# Spam Mails von meiner Domain?



## bandsite (14. Januar 2006)

Hallo,
ich habe eine Domain bei einem Amerikanischen Provide angemietet, auf dem Webspace ist ein Mambo CMS installiert. Seit einigen Tagen bekomme ich e-Mails von meiner Domain, die ich aber nicht versendet habe. Die Absender eMail Adressen existieren auch garnicht.

Was kann ich dagegen tun? Hat das was mit dem Sicherheitszertifikat zu tun? - Wenn ich in die Administration des Webspeichers gehe, dann bekomme ich eine Meldung vom Browser, dass das Sicherheitszertifikat abgelaufen ist.

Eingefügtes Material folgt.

PR #342, opened 2019-01-21
Add renderBackendRoute

ali-abrar:
Depends on #340 

Useful if you want to, e.g., generate a backend route on the frontend. 

This feels a bit dissimilar to the other things in this module - maybe that's a bad sign.

### DIFF
--- a/lib/route/src/Obelisk/Route.hs
+++ b/lib/route/src/Obelisk/Route.hs
@@ -833,8 +833,8 @@ makePrisms ''ObeliskRoute
 deriveGEq ''Void1
 deriveGCompare ''Void1
 
--- | Given a backend route and the standard backend route encoder,
--- render the route (path and query string).
+-- | Given a backend route and a checked route encoder, render the route (path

Wo haben die Spamschreiber meine eMail Adresse her?

Gruß, Bandsite


----------



## Andreas Späth (15. Januar 2006)

Spammailversender setzen mitlerweile gerne die domain hinter dem @ ( also die aus der Empfängeradresse ) auch auf ihren Absender.
So wollen sie vortäuschen sie wären zB Admin dieser Seite und die User glauben dass dann wenn sie doof sind auch.

Das hat normalerweise nichts mit deinem Mailserver oder deinem CMS zu tuhen, sondern ist einfach nur eine neue Taktik,


----------